Leonids Showers: Stargaze Naps & Smoke Trails, Not Meteorites

Leonids Showers: Stargaze Naps & Smoke Trails, Not Meteorites

Brace yourself for November 16-17's celestial light show: the Leonid meteor shower, which comes with less moonlight than a vegan barbecue—thanks to that 10% waning crescent moon chiliing out until 4:30 a.m. Even Tucson, notorious for desert Sahara vibes, gets a cold snap into the 40s, so bring blankets or become a human popsicle.
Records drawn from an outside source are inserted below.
PR #803, opened 2023-10-31
Reintroduce defaults

joan38:
This reintroduces part of the default values.
I did not reintroduce the custom types because I'm not sure if this is the right thing to do. I needs more discussion is a follow up PR IMO. But in the meantime we need this to unlock some work on our side.


sksamuel:
awesome

Issue #769, opened 2023-03-15
issue with sealed trait support


GijsbertvanVliet:
This is an issue regarding the scala3 version of avro4s, but I don't seem to be able to add the required label to this issue for some reason.
I have an issue with the support for sealed traits in avro4s. The avro schema has the following datatype:
```
{
  "type": "enum",
  "name": "NotificationTypes",
  "symbols": [
    "Unknown",
    "None",
    "Email",
    "Sms"
  ],
  "default": "Unknown"
}
```
which is converted to the following sealed trait by the avrohugger plugin:
```
sealed trait NotificationTypes

object NotificationTypes{
  case object Unknown extends NotificationTypes
  case object None    extends NotificationTypes
  case object Email   extends NotificationTypes
  case object Sms     extends NotificationTypes
}
```
The SealedTraits decoder, however, seems to scramble these values. 
It looks like this has something to do with the fact that `ctx.subtypes.sorted(SubtypeOrdering)` returns elements in order `Email, None, Sms, Unknown` while `schema.getEnumSymbols` returns elements in order `Unknown, None, Email, Sms`.

GijsbertvanVliet:
Yes, Avro hugger unfortunately does not support this. 
The problem does not occur if the `Schema` object is generated from the case classes instead of generating it from the `.avsc` file.
But even if the schema is generated from the `.avsc` file, shouldn't it be possible to match the case objects to the enum symbols purely by matching the names `Unknown`, `None`, `Email` and `Sms`?

ThijsBroersen:
I think just issue should not have been closed. The issue still exists. 
I looked into SubtypeOrdering and it looks like it is sorting one the names of the types. I think this is wrong, as the AVRO spec explicitly states the order is based on the symbols position in the enum schema: https://avro.apache.org/docs/1.11.1/specification/#sort-order

PR #804, opened 2023-11-07
fix: avro enum sorting by symbol position (as is) not alphabetical

ThijsBroersen:
This PR addresses an issue referenced in #769

Avro4s wrongfully sorts enum type symbols instead of using in the order they are defined in a schema. AVRO spec states sorting is based on symbol position: https://avro.apache.org/docs/1.11.1/specification/#sort-order

In `AvroNameSchemaTest` there was wrong testdata. `Benelux` had it's subtypes in a different order as in `avro_name_sealed_trait_symbol.json`
The test succeeded because it accidently was sorted in the correct order as `List("foofoo", "Luxembourg").sorted == List("Luxembourg", "foofoo")`, as uppercase chars precede lowercase chars.

To take into account priorities I added `EnumOrdering`, because SubtypeOrdering takes into account the type names.

### DIFF
--- a/.gitignore
+++ b/.gitignore
@@ -22,3 +22,9 @@ credentials.sbt
 
 universe.avro
 sbt.json
+
+#vs-code
+.vscode
+.bloop
+.bsp
+.metals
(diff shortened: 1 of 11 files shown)


ThijsBroersen:
I think even more is broken. `@AvroSortPriority` should be used to sort in descending order. All those tests are broken now, as the priority in the test data does not match the avsc sources

PR #806, opened 2023-11-09
fix: avro enum sorting by symbol position (as is) not alphabetical

ThijsBroersen:
This PR addresses an issue referenced in #769

Avro4s wrongfully sorts enum type symbols instead of using in the order they are defined in a schema. AVRO spec states sorting is based on symbol position: https://avro.apache.org/docs/1.11.1/specification/#sort-order

In `AvroNameSchemaTest` there was wrong testdata. `Benelux` had it's subtypes in a different order as in `avro_name_sealed_trait_symbol.json`
The test succeeded because it accidently was sorted in the correct order as `List("foofoo", "Luxembourg").sorted == List("Luxembourg", "foofoo")`, as uppercase chars precede lowercase chars.

To take into account priorities I added `EnumOrdering`, because SubtypeOrdering takes into account the type names.

### DIFF
--- a/avro4s-core/src/main/scala/com/sksamuel/avro4s/decoders/sealedtraits.scala
+++ b/avro4s-core/src/main/scala/com/sksamuel/avro4s/decoders/sealedtraits.scala
@@ -3,7 +3,7 @@ package com.sksamuel.avro4s.decoders
 import com.sksamuel.avro4s.{ Decoder, Avro4sConfigurationException }
 import org.apache.avro.Schema
 import com.sksamuel.avro4s.avroutils.SchemaHelper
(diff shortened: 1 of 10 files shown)


ThijsBroersen:
Magnolia 1.3.x has a reversed subtype order. Therefore I added a `.sortBy(_.index)` to guarantee enum order by symbol position

ThijsBroersen:
remark: with the new Magnolia version the java enum seems broken

sksamuel:
Nice work thanks.

ThijsBroersen:
Thanks @sksamuel , but did you notice the java enum parts? Didn't they need some work?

Casual astronomer comfort strategies include a reclining chair, a ready flashlight for 'urgent' snake checks, a non-alcoholic beverage for obvious reasons, and binoculars—not for meteors directly, but for spying on smoke trails lazily drifting through upper winds because why not turn star-gazing into a physics lesson? Discovered way back in December 1865 by William Temple and recapped 17 days later by Horace Tuttle, this two-discoverer shindig comes from Comet 55P/Temple-Tuttle, a cosmic duo act. Peak watching hits around 1 p.m. EST, a schedule seemingly designed to smash North American night owls’ hopes but perfect for night-shift stargazers across Eurasia. Expect a safe 10-15 Leonids per hour under dark skies, provided you can resist staring directly at Leo’s constellation radiant, which ironically hosts the least impressive streaks—starring longest traces overhead is the real flex here. And if you hoped for meteorite souvenirs, hold that thought; those guys don’t survive atmospheric hell intact—space popcorn, not space rocks.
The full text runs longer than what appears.